The generalizability of the results from our study is upheld by its consistency with previous research on ranibizumab. In particular, mean changes from baseline in BCVA at 6 months were 7.4 letters compared with 6.5 letters in the MARINA study, 10.6 letters in ANCHOR study and 6.6 letters in the CATT study trials. In real world scenario, it is possible that nAMD patients are undertreated and do not receive as many anti-VEGF injections as recommended, which could result in lower efficiency than what is observed in clinical trial settings.17 The use of biosimilar can add to the cost savings, making it more affordable for general population. Thus, a biosimilar version of Ranibizumab like Razumab may reduce few limitations currently imposed by health care providers or payors, which would allow patients to have a better opportunity for receiving an effective treatment regimen.

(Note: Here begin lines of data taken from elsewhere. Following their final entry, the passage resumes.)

PR #1167, opened 2024-09-10
cbETH Integration on Base

jalextowle:
# Description

This PR adds tests and deployment tools for the cbETH integration on Base. This integration makes use of the `ChainlinkHyperdrive` instance, and as part of this PR, I refactored the Chainlink instance tests to make it easier to add more chainlink integrations.


contracts/src/interfaces/IChainlinkAggregatorV3.sol
```diff
@@ -2,6 +2,8 @@
 pragma solidity ^0.8.20;
 
 interface IChainlinkAggregatorV3 {
+    function aggregator() external view returns (address);
```
mcclurejt, line 5: natspec?

tasks/deploy/lib/constants.ts
```diff
@@ -127,6 +127,23 @@ export const WSTETH_WHALE_MAINNET =
...
+    "0x2Ae3F1Ec7F1F5012CFEab0185bfc7aa3cf0DEc22" as Address;
+
+export const CHAINLINK_AGGREGATOR_CBETH_ETH_PROXY_BASE =
+    "0x868a501e68F3D1E89CfC0D22F6b22E8dabce5F04" as Address;
+
+// ╭─────────────────────────────────────────────────────────╮
+// │ Base Whales                                             │
+// ╰─────────────────────────────────────────────────────────╯
+
+export const CBETH_WHALE_GNOSIS =
```
mcclurejt, line 144:
```suggestion
export const CBETH_WHALE_BASE =
```

will need to update elsewhere

test/utils/BaseTest.sol
```diff
@@ -7,30 +7,31 @@ import { IERC20 } from "../../contracts/src/interfaces/IERC20.sol";
...
-
-    address minter;
-    address deployer;
-    address feeCollector;
-    address sweepCollector;
-    address governance;
-    address pauser;
-    address registrar;
-    address rewardSource;
+    address internal alice;
```
mcclurejt, line 10: why internal? also realize it would be a huge PITA but doesn't style guide say internal vars should have `_` prefix?

mcclurejt (approved):
LGTM all comments are nits

contracts/src/interfaces/IChainlinkAggregatorV3.sol
jalextowle: None of the other interfaces have natspec. I don't think we need this here.

test/utils/BaseTest.sol
jalextowle: There is a compiler warning for "visibility" should be specified. Yeah, the style guide does say that, but the style guide has not been applied consistently towards the Hyperdrive test suites. I don't think it's a bad idea to address this at some point, but this PR is not the time for that.

test/instances/chainlink/CbETHBase.t.sol
```diff
@@ -0,0 +1,91 @@
...
+                minimumShareReserves: 1e15,
+                minimumTransactionAmount: 1e15,
+                positionDuration: POSITION_DURATION,
+                fees: IHyperdrive.Fees({
+                    curve: 0,
+                    flat: 0,
+                    governanceLP: 0,
+                    governanceZombie: 0
+                }),
+                enableBaseDeposits: false,
```
jrhea, line 45: what's the issue with base deposits btw?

Our study limitations included the unavailability of details regarding the pattern, size and type of CNVMs. Additionally, the data on patients who had obtained therapies earlier were not captured, meaning that information on "treatment naïve" versus "previously treated patients" could not be provided.
Conclusions
Razumab, a ranibizumab biosimilar showed equivalent efficacy compared with ranibizumab in participants with nAMD in improving visual acuity and in decreasing CME and SRF over 1 year on a PRN schedule. Besides, being cheaper and with similar safety profile of ranibizumab, it forms an effective alternative for patients who often need long term management. Therefore, a safer, cheaper and effective biosimilar like razumab may decrease several cost related restrictions of patent ranibizumab. This will allow patients suffering from nAMD to have a better opportunity of getting an effective treatment regimen.